> **REQUIREMENT**
Take from the records below each line that holds "verified".

> **INPUT DATA**
PR #384, opened 2026-05-27
fix(highlights): delete orphaned highlight when canceling without saving

### LINKED ISSUE #353: Canceling a freshly-created highlight leaves an orphan unnamed highlight
From a user-feedback session in Chalandri (2026-05-13): the user clicked to create a new highlight, then clicked "Cancel" — and was redirected to `/highlights` where a new, unnamed highlight had appeared in the list.

### Root cause

In [`HighlightContext.tsx:509-540`](src/components/meetings/HighlightContext.tsx#L509-L540), `createHighlight()` does a `POST /api/highlights` *before* the user enters edit mode. When the user then cancels, [`exitEditMode()`](src/components/meetings/HighlightContext.tsx#L440-L444) just routes away — the freshly-created record is never cleaned up.

### Fix options

1. **Defer creation until first save** — keep the new highlight in component state only; POST on save. Cleanest but a larger refactor.
2. **DELETE on cancel-if-pristine** — when `exitEditMode()` runs and the highlight is still empty/unnamed, call `DELETE /api/highlights/{id}` before navigating. Smaller change.

Option 2 is the minimal fix; option 1 is the right long-term shape.

angelospk:
Closes #353

## Description

When a user clicked "+ Highlight" and then immediately clicked "Cancel" without making any edits, the freshly-created highlight was left behind in the database and showed up as an unnamed entry on `/highlights`.

The root cause is in `HighlightContext.tsx`: `createHighlight()` POSTs to `/api/highlights` up front (before edit mode is even entered), but `exitEditMode()` only navigates away, so the orphan record is never cleaned up. Reported during a user-feedback session in Chalandri on 2026-05-13.

This PR applies the minimal fix (Option 2 from the issue): DELETE the highlight on cancel when it was never saved. A deferred-creation refactor (Option 1) would be cleaner long-term but is out of scope here.

## Changes Made

- `src/components/meetings/HighlightContext.tsx`:
  - Added a `unsavedNewHighlightIdRef` ref to track a highlight created in the current session that has not yet been saved.
  - `createHighlight()` sets the ref to the new highlight's ID after the POST succeeds.
  - `saveHighlight()` clears the ref on a successful PUT, so cancels after a save do not delete the highlight.
  - `exitEditMode()` checks the ref; if it matches the current editing highlight, it calls `removeHighlight()` locally and fires `DELETE /api/highlights/{id}` before navigating.
  - The navigate-away cleanup `useEffect` mirrors the same logic so back-button or URL-change exits behave the same way.
  - The ref is cleared synchronously before `router.push`, so the cleanup effect that fires post-navigation does not issue a second DELETE.

### Network / request tracing

The lifecycle endpoints were verified in the browser Network tab.

**1. Fresh creation and cancel**
1. Clicking "+ Highlight" triggers:
   - `POST http://localhost:3000/api/highlights` → `201 Created`
   - Response includes a new ID (e.g. `cmpnrnxi60001oeujy8t6kn9l`)
2. Clicking "Cancel" immediately triggers:
   - `DELETE http://localhost:3000/api/highlights/cmpnrnxi60001oeujy8t6kn9l` → `200 OK`
   - Highlight count stays at `0`. No orphaned "Unnamed Highlight" appears.

**2. Save and regression check**
1. Creating a highlight and toggling an utterance enables the save button.
2. Saving triggers `PUT http://localhost:3000/api/highlights/cmpnrpc600002oeuj48nud7sc` → `200 OK`.
3. Exiting edit mode after a save (with or without further modifications) does NOT fire a `DELETE` for the saved highlight.
4. The saved highlight stays intact in the database and the list views.

### Results

- Orphan prevention works: freshly-created highlights that are cancelled without ever being saved get removed from both the local client state and the Postgres DB.
- REST pairing verified: `POST /api/highlights` (201) is paired with `DELETE /api/highlights/{id}` (200) on cancel.
- No regression on saved highlights: existing highlights are left untouched when edit sessions are cancelled.
- Confirmation prompt still works: discarding changes to an existing highlight shows the native confirmation dialog, and accepting it discards local changes without deleting the highlight from the DB.
- Console clean: no uncaught browser exceptions during any step.

<h3>Greptile Summary</h3>

This PR fixes the orphaned-highlight bug where clicking \"+ Highlight\" immediately followed by \"Cancel\" left an unnamed DB record behind. The fix adds a `unsavedNewHighlightIdRef` in `HighlightContext` to track freshly-created (not yet saved) highlights, then fires a `DELETE` on cancel, on SPA navigation away, and on page-hide/browser-unload.

- **Core fix** (`HighlightContext.tsx`): `createHighlight` sets the ref; `saveHighlight` clears it; `exitEditMode` and the navigation `useEffect` both call the new `deleteUnsavedHighlightIfNeeded` helper, which fires DELETE only on a successful response before calling `removeHighlight` locally.
- **UX upgrade** (`HighlightModeBar.tsx`): replaces the native `confirm()` call with a custom `<Dialog>` that distinguishes \"discard a new, never-saved highlight\" from \"discard unsaved edits to an existing one,\" with tailored copy for each case.
- **Guard fix** (`Transcript.tsx`): adds `prevHighlightParamRef` to prevent the URL-sync effect from re-entering edit mode when `exitEditMode` clears `editingHighlight` while the `?highlight` param is still being removed mid-navigation.

Safe to merge — the fix is targeted and well-guarded, with no changes to shared data paths.

All three exit paths (in-app Cancel, SPA navigation away, page unload) consistently use the same ref-guarded helper, preventing double-DELETE. The local state update is deferred until the server confirms, so a network failure leaves the orphan visible with a toast rather than silently corrupting local state. The Transcript.tsx guard correctly prevents re-entering edit mode during the brief window between state clear and URL update.

| Filename | Overview |
|----------|----------|
| src/components/meetings/HighlightContext.tsx | Core fix — adds unsavedNewHighlightIdRef, deleteUnsavedHighlightIfNeeded helper, pagehide/beforeunload handlers, and reworks exitEditMode to stay on transcript. Logic is sound: double-DELETE is prevented via synchronous ref clear, removeHighlight only fires on server confirmation, and the navigation cleanup effect correctly uses segment-aware isTranscriptPath. |
| src/components/meetings/HighlightModeBar.tsx | Replaces native confirm() with a custom Dialog; correctly differentiates 'delete new highlight' vs 'discard unsaved edits' paths; Cancel button is disabled during save to prevent interleaved state. |
| src/components/meetings/transcript/Transcript.tsx | Adds prevHighlightParamRef to gate the URL-sync effect, preventing re-entry into edit mode when exitEditMode clears state while the ?highlight param is being removed. |
| messages/en/highlights.json | Adds i18n keys for the new custom Dialog and error toast; removes obsolete confirmExit and returningToHighlights keys. |
| messages/el/highlights.json | Greek translations matching the English key additions/removals; copy is consistent with the English strings. |

</details>

<sub>Reviews (12): Last reviewed commit: ["fixup! fix(highlights): delete orphaned ..."](https://github.com/schemalabz/opencouncil/commit/0349096d3ee51da6d4c279dc65045fc06d7c1341) | [Re-trigger Greptile](https://app.greptile.com/api/retrigger?id=34141635)</sub>


VasiaKoum:
Nice work! I have two comments about the functionality:

https://github.com/user-attachments/assets/99fde03d-42d8-4153-bbb5-2c6eedbb29d4

1. As you can see in the screen recording, I had to click the highlights button twice before I could choose which utterances to include in the highlight (i.e. to enable edit mode). It should only take one click.

2. If I start building a highlight and then decide to exit, it navigates me to /highlights and discards everything. Instead, it should first ask the user to confirm — warning them that exiting will cancel the highlight flow (along with the utterances they've already chosen) — and only hide the yellow banner if they confirm.

angelospk:
> Nice work! I have two comments about the functionality:
> 
>  Screen.Recording.2026-06-03.at.17.07.11.mov 
> 1. As you can see in the screen recording, I had to click the highlights button twice before I could choose which utterances to include in the highlight (i.e. to enable edit mode). It should only take one click.
> 2. If I start building a highlight and then decide to exit, it navigates me to /highlights and discards everything. Instead, it should first ask the user to confirm — warning them that exiting will cancel the highlight flow (along with the utterances they've already chosen) — and only hide the yellow banner if they confirm.

thanks for the review!
Regarding 2, it has a native window dialog before exiting. So, should I keep the same functionality but change the native window dialog to a UI styled Alert Dialog instead?

angelospk:
@greptile review

src/components/meetings/HighlightModeBar.tsx
```diff
@@ -76,15 +82,22 @@ export function HighlightModeBar() {
   };
 
   const handleCancel = () => {
-    if (hasUnsavedChanges) {
-      const confirmed = confirm(t('exit.confirmExit'));
```
VasiaKoum, line 80: If nothing else references `exit.confirmExit`, we can remove it from locale files.

VasiaKoum (commented):
Nice! One small bug, though: if I start choosing utterances for an unsaved highlight and then refresh the page, the chosen utterances get deselected and an orphaned highlight with no utterances shows up on `/highlights`.

angelospk:
I think this happens because when you select certain phrases the system automatically creates a new highlight, and if we don’t discard it ourselves it may be kept. I’m not sure how to handle this when we refresh or leave the page. Do you have any suggestions?

VasiaKoum:
I think it would be a good idea to warn before losing the changes — but heads up on one browser limitation: for a hard exit (refresh, tab close, leaving the site) we **can't reuse our custom Dialog**. `beforeunload` is synchronous, and our Dialog is async (set state → re-render → wait for a click), so it can't pause the unload. Browsers also block custom UI here for security. The most we can do is ask the browser to show its **own native confirmation alert** (the generic "Leave site? Changes you made may not be saved.").

So the split is:
- **In-app Cancel** → our nice custom Dialog (what we already built — no native alert needed there).
- **Hard exit (refresh/close)** → fall back to the browser's native alert, plus a best-effort cleanup if they do leave.

One important detail: the cleanup DELETE must run on `pagehide`, **not** `beforeunload` — `beforeunload` fires even when the user clicks "Stay", which would wrongly delete a highlight they're still editing. `pagehide` only fires once the page is actually unloading.

```ts
useEffect(() => {
  // Hard exit can't use our Dialog (sync + browser security), so we trigger
  // the browser's native "unsaved changes" alert to warn the user.
  const onBeforeUnload = (e: BeforeUnloadEvent) => {
    if (!unsavedNewHighlightIdRef.current) return;
    e.preventDefault();
    e.returnValue = ''; // required to trigger the native alert
  };

  // Runs only on an actual unload (not when the user clicks "Stay"), so this is
  // the safe place for the best-effort cleanup. keepalive lets the DELETE outlive
  // the document; we call DELETE directly since sendBeacon can only POST.
  const onPageHide = () => {
    const id = unsavedNewHighlightIdRef.current;
    if (!id) return;
    unsavedNewHighlightIdRef.current = null;
    fetch(`/api/highlights/${id}`, { method: 'DELETE', keepalive: true });
  };

  window.addEventListener('beforeunload', onBeforeUnload);
  window.addEventListener('pagehide', onPageHide);
  return () => {
    window.removeEventListener('beforeunload', onBeforeUnload);
    window.removeEventListener('pagehide', onPageHide);
  };
}, []);
```
Do you want to try it at your implementation?

angelospk:
Thanks! Pushed the hard-exit handling you suggested.

- Refresh / tab close / leaving the site now triggers the browser's native unsaved-changes alert when there's an unsaved highlight or dirty edits. The custom Dialog can't run during a synchronous unload, so this is the fallback.
- Cleanup runs on `pagehide`, not `beforeunload`, so clicking "Stay" never deletes a highlight you're still editing. It only deletes a brand-new unsaved highlight; existing ones are left alone.
- Listeners attach only while editing so they don't hurt bfcache.
- Also disabled Cancel while a save is in flight (it could race the exit) and dropped the now-unused `exit.confirmExit` string.

The double-click-to-edit and the in-app confirm-before-discard were already fixed in earlier commits on the branch.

> **ANSWER TO THIS EXERCISE**
The lifecycle endpoints were verified in the browser Network tab.
- REST pairing verified: `POST /api/highlights` (201) is paired with `DELETE /api/highlights/{id}` (200) on cancel.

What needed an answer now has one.